TASK ITEM – Look through the material beneath and copy each line with the word "catastrophic".

GIVEN RECORDS –
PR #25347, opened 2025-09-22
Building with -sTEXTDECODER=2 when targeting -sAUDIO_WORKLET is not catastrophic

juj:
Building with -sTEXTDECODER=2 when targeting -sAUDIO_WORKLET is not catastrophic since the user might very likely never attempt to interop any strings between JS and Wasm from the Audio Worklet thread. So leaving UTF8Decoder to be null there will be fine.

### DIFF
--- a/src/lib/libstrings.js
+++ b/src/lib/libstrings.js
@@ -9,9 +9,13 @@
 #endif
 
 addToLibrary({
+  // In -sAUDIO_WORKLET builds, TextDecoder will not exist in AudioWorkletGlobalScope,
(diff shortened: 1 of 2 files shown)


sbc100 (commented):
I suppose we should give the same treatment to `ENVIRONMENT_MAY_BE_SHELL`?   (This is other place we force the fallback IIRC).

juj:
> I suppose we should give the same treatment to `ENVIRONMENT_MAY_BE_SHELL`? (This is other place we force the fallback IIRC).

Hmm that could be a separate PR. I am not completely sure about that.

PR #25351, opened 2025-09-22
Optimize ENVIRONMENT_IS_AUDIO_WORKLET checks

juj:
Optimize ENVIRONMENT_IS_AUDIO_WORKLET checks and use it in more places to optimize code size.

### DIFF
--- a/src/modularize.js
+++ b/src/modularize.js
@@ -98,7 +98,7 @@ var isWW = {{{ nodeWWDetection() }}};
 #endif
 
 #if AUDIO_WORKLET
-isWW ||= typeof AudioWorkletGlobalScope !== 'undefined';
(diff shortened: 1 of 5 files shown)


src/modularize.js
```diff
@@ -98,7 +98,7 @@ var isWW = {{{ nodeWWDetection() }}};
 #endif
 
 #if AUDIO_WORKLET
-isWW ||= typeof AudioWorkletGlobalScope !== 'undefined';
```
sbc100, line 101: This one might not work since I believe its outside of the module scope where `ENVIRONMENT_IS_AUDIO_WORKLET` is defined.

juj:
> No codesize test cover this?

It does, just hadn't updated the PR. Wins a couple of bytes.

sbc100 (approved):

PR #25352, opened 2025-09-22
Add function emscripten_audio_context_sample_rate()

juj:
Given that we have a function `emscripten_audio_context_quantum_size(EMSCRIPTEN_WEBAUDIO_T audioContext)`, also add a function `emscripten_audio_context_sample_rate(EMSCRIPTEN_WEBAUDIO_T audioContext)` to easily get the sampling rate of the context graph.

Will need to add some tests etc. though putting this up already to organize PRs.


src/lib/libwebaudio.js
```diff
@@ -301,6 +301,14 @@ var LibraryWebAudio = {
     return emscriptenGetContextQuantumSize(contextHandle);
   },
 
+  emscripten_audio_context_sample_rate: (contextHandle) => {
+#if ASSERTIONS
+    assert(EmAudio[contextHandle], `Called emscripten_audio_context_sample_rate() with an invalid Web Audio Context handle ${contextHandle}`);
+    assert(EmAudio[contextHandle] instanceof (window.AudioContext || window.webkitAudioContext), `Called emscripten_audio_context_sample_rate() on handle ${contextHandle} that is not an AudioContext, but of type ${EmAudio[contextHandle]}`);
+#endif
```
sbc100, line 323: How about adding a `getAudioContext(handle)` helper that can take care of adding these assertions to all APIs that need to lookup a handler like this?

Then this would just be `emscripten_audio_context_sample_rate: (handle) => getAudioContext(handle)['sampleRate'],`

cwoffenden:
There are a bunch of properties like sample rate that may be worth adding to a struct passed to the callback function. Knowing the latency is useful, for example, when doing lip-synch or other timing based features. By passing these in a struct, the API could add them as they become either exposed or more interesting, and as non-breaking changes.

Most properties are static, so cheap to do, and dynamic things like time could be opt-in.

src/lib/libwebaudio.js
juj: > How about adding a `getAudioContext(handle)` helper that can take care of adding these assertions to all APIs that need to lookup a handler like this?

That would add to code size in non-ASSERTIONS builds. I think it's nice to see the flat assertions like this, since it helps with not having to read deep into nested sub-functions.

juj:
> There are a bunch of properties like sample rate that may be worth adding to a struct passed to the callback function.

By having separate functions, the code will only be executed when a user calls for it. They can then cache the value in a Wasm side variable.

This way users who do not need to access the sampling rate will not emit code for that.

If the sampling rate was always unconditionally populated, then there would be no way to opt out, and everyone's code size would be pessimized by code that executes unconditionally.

RESPONSE TO THE EXERCISE –
Building with -sTEXTDECODER=2 when targeting -sAUDIO_WORKLET is not catastrophic
Building with -sTEXTDECODER=2 when targeting -sAUDIO_WORKLET is not catastrophic since the user might very likely never attempt to interop any strings between JS and Wasm from the Audio Worklet thread. So leaving UTF8Decoder to be null there will be fine.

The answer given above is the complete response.